[Collected data]
PR #1816, opened 2019-10-09
Py3 MPD frontend - part one

kingosticks:
Requires #1815 

`LineProtocol`'s `delimiter` and `terminator` are defined as unicode strings. `delimiter` is only ever used for parsing request bytes. `terminator` is used both for raw requests (bytes) and our responses (unicode). 

tests/mpd/test_status.py possibly requires a change to Pykka.


kingosticks:
Simply prefixing with `b` was my first attempt but it unravelled in `MpdSession.on_line_received` where `response` is unicode. This seemed less changes but conceptually it seems wrong since `LineProtocol` stuff should probably be bytes....

kingosticks:
> Should we unignore the internal/network tests too?

They are currently failing.

jodal:
OK. Other than this being marked as draft, I think it's ready to merge. Maybe rebase to get rid of the first two commits which already exists in develop.

kingosticks:
After my earlier comment I'm re-working it to have `delimiter` and `terminator` as bytes. I think that makes more sense. And to fix those network tests.

kingosticks:
I got tests/internal/network/test_lineprotocol.py going but the other network tests still need work.

kingosticks:
The tox cache busting doesn't seem to have worked.

jodal:
CircleCI's cache busting should work properly with the change I just did on develop in 637aba2d1dffb730f46eba1dfbe0d5d84cc31aab.

kingosticks:
I forgot I need to rebase to actually pick that change up! Wish there was a button for that in GitHub's interface here.

kingosticks:
Fixed now. 

FYI, I left test_lineprotocol.py terminator/delimiter/recv_buffer stuff mostly working with unicode when really they should all be only using bytes so that we test how we actually use it. I could fix that. Maybe I should fix that....

kingosticks:
Fixed the other network tests and made sure things that use bytes are tested with bytes.

jodal:
Rebase needed.

jodal:
I rebased and merged this in commit 30f76d53cd7c615bcfd8be108c708673cfd5e595.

▸ ACTIVITY
Return each full line of the entries that contains the word "have".

▸ WRITTEN RESPONSE
After my earlier comment I'm re-working it to have `delimiter` and `terminator` as bytes. I think that makes more sense. And to fix those network tests.
The tox cache busting doesn't seem to have worked.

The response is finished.